**Data to use**
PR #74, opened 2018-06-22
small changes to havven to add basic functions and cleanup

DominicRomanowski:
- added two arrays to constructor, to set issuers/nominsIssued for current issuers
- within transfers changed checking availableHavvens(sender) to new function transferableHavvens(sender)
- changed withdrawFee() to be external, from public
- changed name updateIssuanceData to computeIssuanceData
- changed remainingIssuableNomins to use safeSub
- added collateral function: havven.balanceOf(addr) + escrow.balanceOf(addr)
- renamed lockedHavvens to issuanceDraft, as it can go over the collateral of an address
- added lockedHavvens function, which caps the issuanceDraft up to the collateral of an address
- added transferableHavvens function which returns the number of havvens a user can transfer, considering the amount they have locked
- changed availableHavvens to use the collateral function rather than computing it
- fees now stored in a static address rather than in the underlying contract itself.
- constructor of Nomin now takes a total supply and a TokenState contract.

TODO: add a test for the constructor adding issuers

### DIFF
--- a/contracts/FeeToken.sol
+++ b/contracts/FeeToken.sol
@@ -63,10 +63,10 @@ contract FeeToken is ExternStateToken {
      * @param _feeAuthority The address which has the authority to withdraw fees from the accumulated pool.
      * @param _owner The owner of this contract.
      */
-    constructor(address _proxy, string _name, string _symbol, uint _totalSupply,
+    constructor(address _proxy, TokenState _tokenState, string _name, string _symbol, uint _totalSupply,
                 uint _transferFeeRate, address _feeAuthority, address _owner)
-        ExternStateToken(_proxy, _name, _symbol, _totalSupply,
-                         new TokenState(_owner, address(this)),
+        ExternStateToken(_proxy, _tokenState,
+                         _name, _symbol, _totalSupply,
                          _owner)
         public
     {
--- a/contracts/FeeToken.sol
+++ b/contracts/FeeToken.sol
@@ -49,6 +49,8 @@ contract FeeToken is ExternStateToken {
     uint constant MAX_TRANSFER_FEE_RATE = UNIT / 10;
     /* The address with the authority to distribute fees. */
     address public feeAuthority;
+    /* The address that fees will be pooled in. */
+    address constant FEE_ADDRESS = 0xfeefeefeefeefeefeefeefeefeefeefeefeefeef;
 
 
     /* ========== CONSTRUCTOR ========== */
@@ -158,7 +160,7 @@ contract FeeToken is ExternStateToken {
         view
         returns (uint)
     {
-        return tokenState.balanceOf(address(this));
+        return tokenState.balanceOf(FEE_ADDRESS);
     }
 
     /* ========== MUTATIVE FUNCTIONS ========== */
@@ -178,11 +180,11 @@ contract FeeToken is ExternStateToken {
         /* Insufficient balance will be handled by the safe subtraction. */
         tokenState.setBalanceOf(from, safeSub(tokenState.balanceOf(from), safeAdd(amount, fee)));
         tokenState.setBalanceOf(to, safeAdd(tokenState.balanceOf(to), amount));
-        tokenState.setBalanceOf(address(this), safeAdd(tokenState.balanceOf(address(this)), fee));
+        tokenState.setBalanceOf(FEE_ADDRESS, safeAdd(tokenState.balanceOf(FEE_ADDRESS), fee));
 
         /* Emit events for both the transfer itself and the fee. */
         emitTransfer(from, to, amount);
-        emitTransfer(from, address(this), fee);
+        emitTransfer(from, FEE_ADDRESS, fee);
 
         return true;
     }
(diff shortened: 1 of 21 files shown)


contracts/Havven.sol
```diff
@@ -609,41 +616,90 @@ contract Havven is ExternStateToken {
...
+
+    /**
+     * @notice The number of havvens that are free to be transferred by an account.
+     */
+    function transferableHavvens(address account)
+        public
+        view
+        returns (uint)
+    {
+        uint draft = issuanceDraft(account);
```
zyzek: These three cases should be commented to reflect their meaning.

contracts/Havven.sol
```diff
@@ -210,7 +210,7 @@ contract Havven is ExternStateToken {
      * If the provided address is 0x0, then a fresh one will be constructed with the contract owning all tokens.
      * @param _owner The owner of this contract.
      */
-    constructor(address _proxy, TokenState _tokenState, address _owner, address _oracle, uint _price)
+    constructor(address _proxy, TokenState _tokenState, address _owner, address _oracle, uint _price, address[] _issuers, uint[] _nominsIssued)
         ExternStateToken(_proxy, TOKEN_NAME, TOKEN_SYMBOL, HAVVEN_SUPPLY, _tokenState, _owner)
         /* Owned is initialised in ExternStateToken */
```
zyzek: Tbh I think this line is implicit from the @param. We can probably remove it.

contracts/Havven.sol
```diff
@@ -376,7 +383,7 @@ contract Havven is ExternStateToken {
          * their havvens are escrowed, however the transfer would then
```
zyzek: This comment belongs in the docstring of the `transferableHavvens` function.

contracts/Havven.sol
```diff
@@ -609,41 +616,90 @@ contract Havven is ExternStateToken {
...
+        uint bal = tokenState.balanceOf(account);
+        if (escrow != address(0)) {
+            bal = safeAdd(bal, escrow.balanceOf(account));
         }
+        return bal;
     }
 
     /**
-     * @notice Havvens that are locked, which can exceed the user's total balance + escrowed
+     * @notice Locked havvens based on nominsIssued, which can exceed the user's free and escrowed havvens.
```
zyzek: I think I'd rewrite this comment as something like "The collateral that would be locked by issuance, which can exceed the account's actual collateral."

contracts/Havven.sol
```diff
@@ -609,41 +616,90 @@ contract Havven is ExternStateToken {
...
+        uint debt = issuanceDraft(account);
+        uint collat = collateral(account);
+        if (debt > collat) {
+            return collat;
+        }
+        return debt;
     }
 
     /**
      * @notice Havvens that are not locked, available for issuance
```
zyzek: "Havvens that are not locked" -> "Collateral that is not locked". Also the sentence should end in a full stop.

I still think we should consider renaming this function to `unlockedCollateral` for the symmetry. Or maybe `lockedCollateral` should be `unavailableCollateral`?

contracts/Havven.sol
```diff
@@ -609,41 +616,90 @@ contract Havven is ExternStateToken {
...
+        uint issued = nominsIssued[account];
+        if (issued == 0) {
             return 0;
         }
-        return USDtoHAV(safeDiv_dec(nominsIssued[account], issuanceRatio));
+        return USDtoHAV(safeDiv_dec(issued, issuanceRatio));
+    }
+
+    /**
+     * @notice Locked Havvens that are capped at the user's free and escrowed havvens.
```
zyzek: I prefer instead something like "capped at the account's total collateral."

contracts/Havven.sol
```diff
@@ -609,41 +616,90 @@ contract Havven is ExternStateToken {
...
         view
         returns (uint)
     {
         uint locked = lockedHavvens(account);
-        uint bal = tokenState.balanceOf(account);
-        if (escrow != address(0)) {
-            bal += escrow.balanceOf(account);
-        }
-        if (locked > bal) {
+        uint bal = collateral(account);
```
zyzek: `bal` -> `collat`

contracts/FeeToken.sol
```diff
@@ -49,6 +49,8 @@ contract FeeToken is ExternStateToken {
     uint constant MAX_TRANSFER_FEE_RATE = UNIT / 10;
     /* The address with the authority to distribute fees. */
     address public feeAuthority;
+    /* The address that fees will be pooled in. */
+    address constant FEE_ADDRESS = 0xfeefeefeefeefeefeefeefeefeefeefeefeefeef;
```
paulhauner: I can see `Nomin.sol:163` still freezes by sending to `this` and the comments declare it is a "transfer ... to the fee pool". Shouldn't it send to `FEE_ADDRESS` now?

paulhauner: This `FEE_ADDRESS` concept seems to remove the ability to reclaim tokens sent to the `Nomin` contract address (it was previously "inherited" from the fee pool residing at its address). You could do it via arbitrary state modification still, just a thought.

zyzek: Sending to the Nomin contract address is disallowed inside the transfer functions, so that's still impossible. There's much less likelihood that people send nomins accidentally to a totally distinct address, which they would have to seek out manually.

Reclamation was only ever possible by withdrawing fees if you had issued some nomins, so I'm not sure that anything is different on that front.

==

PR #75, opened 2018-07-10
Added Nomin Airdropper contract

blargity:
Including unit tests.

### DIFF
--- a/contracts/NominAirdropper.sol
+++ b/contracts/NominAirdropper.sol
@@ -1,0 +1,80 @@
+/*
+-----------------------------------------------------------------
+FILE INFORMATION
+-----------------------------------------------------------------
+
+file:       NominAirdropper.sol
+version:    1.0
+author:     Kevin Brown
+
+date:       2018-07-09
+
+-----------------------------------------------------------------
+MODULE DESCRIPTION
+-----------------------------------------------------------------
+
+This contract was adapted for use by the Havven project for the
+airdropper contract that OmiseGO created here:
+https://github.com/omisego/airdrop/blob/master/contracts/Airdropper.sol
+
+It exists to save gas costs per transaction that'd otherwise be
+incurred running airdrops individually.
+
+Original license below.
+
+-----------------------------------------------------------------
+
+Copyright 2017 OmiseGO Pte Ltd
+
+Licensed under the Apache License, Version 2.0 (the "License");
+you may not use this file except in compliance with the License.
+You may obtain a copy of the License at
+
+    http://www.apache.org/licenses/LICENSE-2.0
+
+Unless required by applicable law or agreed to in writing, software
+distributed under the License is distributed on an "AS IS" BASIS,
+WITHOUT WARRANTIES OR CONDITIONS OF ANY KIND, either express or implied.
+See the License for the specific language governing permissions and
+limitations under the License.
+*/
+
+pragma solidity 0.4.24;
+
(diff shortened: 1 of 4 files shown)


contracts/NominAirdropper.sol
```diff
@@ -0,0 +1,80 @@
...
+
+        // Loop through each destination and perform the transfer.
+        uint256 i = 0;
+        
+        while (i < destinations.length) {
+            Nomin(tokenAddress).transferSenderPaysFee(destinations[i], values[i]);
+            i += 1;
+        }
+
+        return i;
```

**Task**
Your task is to collect every line above that contains the word "number".

**Result for this task**
- added transferableHavvens function which returns the number of havvens a user can transfer, considering the amount they have locked
+     * @notice The number of havvens that are free to be transferred by an account.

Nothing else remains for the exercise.